[Collected data]

● ● ●

PR #2194, opened 2026-07-14
zephyr: Move files from sdk-nrf

nordicjm:
Moves files from sdk-nrf to here so this can be used as an actual zephyr module

manifest-pr-skip

### DIFF
--- a/zephyr/module.yml
+++ b/zephyr/module.yml
@@ -1,5 +1,5 @@
 build:
-  cmake-ext: True
+  cmake: zephyr
   kconfig: Kconfig.nrfxlib
   depends:
   - hal_nordic
--- a/nrf_802154/sl/platform/zephyr/nrf_802154_hp_timer.c
+++ b/nrf_802154/sl/platform/zephyr/nrf_802154_hp_timer.c
@@ -1,0 +1,116 @@
+/*
+ * Copyright (c) 2018 - 2022 Nordic Semiconductor ASA
+ *
+ * SPDX-License-Identifier: LicenseRef-Nordic-5-Clause
+ */
+
+/**
+ * @file
+ *   This file contains implementation of the nRF 802.15.4 high precision timer abstraction.
+ *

● ● ●

WHAT YOU HAVE TO DO: Say the number of lines above that include "zephyr", and only that.

REPLY TO THE EXERCISE: 7